POMDPPlanners Documentation
POMDPPlanners is a comprehensive Python package for POMDP (Partially Observable Markov Decision Process) planning algorithms and environments. It provides standardized simulation studies for research and reliable implementations of planning algorithms for industrial applications.
🎯 Key Features
Comprehensive Algorithm Library: State-of-the-art POMDP planning algorithms including POMCP, PFT-DPW, Sparse PFT, and more
Rich Environment Collection: Classic and modern POMDP environments (Tiger, Light-Dark, CartPole, Push, Safety-Ant-Velocity, etc.)

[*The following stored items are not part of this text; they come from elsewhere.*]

PR #4959, opened 2025-11-14
fix(ethexe): submission logic fixes; append mortality for batch commitment

grishasobol:


ethexe/consensus/src/announces.rs
```diff
@@ -413,24 +413,24 @@ fn propagate_one_base_announce(
     // 2. If it includes not committed and not-base announce, which is older than commitment delay limit.
     //
     // We check here till commitment delay limit, because T1 guaranties that enough.
-    let mut predecessor = parent_announce_hash;
+    let mut current_announce_hash = parent_announce_hash;
```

Flexible Belief Representations: Particle filters (weighted and unweighted), vectorized particle beliefs with batched NumPy updates, Gaussian beliefs, and custom belief state implementations
Simulation Framework: Complete experiment management with hyperparameter tuning and distributed computing support
Visualization Tools: Built-in plotting and visualization capabilities for analysis and debugging
Production Ready: Designed for both research experiments and industrial applications
🚀 Quick Start
Installation
# Clone the repository
git clone https://github.com/yaacovpariente/POMDPPlanners.git
cd POMDPPlanners
# Create and activate virtual environment
python -m venv .venv
source .venv/bin/activate # On Windows: .venv\\Scripts\\activate
# Install dependencies
pip install -r requirements.txt
pip install -e . # Install in development mode
Basic Usage
from POMDPPlanners.environments.tiger_pomdp import TigerPOMDP
from POMDPPlanners.planners.mcts_planners.pomcp import POMCP
from POMDPPlanners.core.belief import WeightedParticleBelief
# Create environment and planner
env = TigerPOMDP()
planner = POMCP(env, num_simulations=1000)
# Initialize belief and run planning
initial_belief = WeightedParticleBelief.create_uniform_belief(
env.get_states(), num_particles=1000
)
# Get action from planner
action = planner.get_action(initial_belief)
print(f"Recommended action: {action}")
📚 Documentation Sections
User Guide
Core Components
API Reference
🏗️ Architecture Overview
Core Components
POMDPPlanners.core: Fundamental abstractions (Environment, Policy, Belief, Distributions)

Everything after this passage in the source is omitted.